> What to work on: Which lines in the records below contain the word "data"? Return each of them.

> Study material:
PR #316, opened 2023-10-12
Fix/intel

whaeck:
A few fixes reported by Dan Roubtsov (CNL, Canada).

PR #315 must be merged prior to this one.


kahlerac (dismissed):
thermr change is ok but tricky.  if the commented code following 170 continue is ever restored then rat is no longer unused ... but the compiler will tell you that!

...

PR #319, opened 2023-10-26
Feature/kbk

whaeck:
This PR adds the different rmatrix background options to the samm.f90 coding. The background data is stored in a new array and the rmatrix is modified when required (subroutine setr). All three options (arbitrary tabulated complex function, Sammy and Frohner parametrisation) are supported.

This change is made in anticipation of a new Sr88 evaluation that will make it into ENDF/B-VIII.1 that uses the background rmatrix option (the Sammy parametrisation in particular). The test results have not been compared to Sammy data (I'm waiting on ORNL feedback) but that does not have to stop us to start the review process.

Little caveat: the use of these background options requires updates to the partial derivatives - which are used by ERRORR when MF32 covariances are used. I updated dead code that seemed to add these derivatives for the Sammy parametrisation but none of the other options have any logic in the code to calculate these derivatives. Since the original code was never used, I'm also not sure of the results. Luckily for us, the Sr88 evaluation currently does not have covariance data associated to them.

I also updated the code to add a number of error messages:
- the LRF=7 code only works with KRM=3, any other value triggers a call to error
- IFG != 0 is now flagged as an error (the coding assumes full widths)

> Exercise response:
This PR adds the different rmatrix background options to the samm.f90 coding. The background data is stored in a new array and the rmatrix is modified when required (subroutine setr). All three options (arbitrary tabulated complex function, Sammy and Frohner parametrisation) are supported.
This change is made in anticipation of a new Sr88 evaluation that will make it into ENDF/B-VIII.1 that uses the background rmatrix option (the Sammy parametrisation in particular). The test results have not been compared to Sammy data (I'm waiting on ORNL feedback) but that does not have to stop us to start the review process.
Little caveat: the use of these background options requires updates to the partial derivatives - which are used by ERRORR when MF32 covariances are used. I updated dead code that seemed to add these derivatives for the Sammy parametrisation but none of the other options have any logic in the code to calculate these derivatives. Since the original code was never used, I'm also not sure of the results. Luckily for us, the Sr88 evaluation currently does not have covariance data associated to them.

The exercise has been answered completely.